Yeah, agree. This is the sort of thing you release to build brand awareness and either offer a hosted option as a bonus or integrate into a larger stack. It is not the product. Someone will just make a better OSS option if they don't do it themselves.
Claude tends to default to and do best with first making ASCII diagrams in markdown files, which you can then ask it to translate into Mermaid if appropriate.
Prompts like, "Please write a comprehensive report on _____ to work with _____. Include a holistic report on architecture and meaning and purpose of all involved systems. Describe the why and how of the changes in depth and include a full glossary of terms and systems.

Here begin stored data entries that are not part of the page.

Issue #41, opened 2017-12-14
XUrl should be a wrapper around okhttp3.HttpUrl


pdex:
https://github.com/Nordstrom/xrpc/pull/38#discussion_r157033917

PR #65, opened 2017-12-30
Issue 44

forplayplay:
Fixes issue 44 by having XUrl do percent decoding before returning values to the client.

- Refactors XUrl to remove the java.net.URL class which was used heavily and inefficient (methods using it were sometimes taking milliseconds). Removes methods that handles checked exceptions from java.net.URL.
- Removes duplicate/unused methods.
- Adopts consistent naming strategy for methods.
- Implements a new class with an empty default for query parameters for more graceful failures when clients attempt to read query params that aren't present.
- Minor change to demo App for easier manual testing.


src/main/java/com/nordstrom/xrpc/client/XUrl.java
```diff
@@ -16,71 +16,72 @@
...
 
   public static String getHost(String url) {
-    try {
-      return getDomainChecked(url);
-    } catch (URISyntaxException e) {
-      log.info("Malformed url: " + url);
-      return null;
+    Preconditions.checkNotNull(url);
+
+    QueryStringDecoder decoder = new QueryStringDecoder(url);
```
jkinkead: A few notes:
- any decoding MUST happen after query / path / host / schema parsing
- this isn't meant to parse the host, and probably won't work

You should be using [HttpUrl](https://square.github.io/okhttp/3.x/okhttp/okhttp3/HttpUrl.html). It might be worth just fixing #41 .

Write as a new .md in docs when you are sure there are no major gaps in your understanding. Include a report on the plan to _____."
Will be the rough shape you want to get it to dig through all the relevant code and make relevant architectural diagrams. Guide more or less towards specifics as appropriate. This has worked well since Opus 4.5.
Zindex is a stateful diagram runtime for agents. Agents create diagrams by sending structured operations through the Diagram Scene Protocol (DSP) - the platform validates, normalizes, and renders durable scene state rather than one-shot output.
Does address a real use-case - might be great as a library or a lightweight alternative to Mermaid.
As SaaS it's a very hard sell.
When doing this, do you give it a codebase and ask for a diagram, or is it more of an iterative back-and-forth where you describe the system to it.
Prompts like, "Please write a comprehensive report on _____ to work with _____. Include a holistic report on architecture and meaning and purpose of all involved systems. Describe the why and how of the changes in depth and include a full glossary of terms and systems. Write as a new .md in docs when you are sure there are no major gaps in your understanding. Include a report on the plan to _____."
Will be the rough shape you want to get it to dig through all the relevant code and make relevant architectural diagrams. Guide more or less towards specifics as appropriate. This has worked well since Opus 4.5.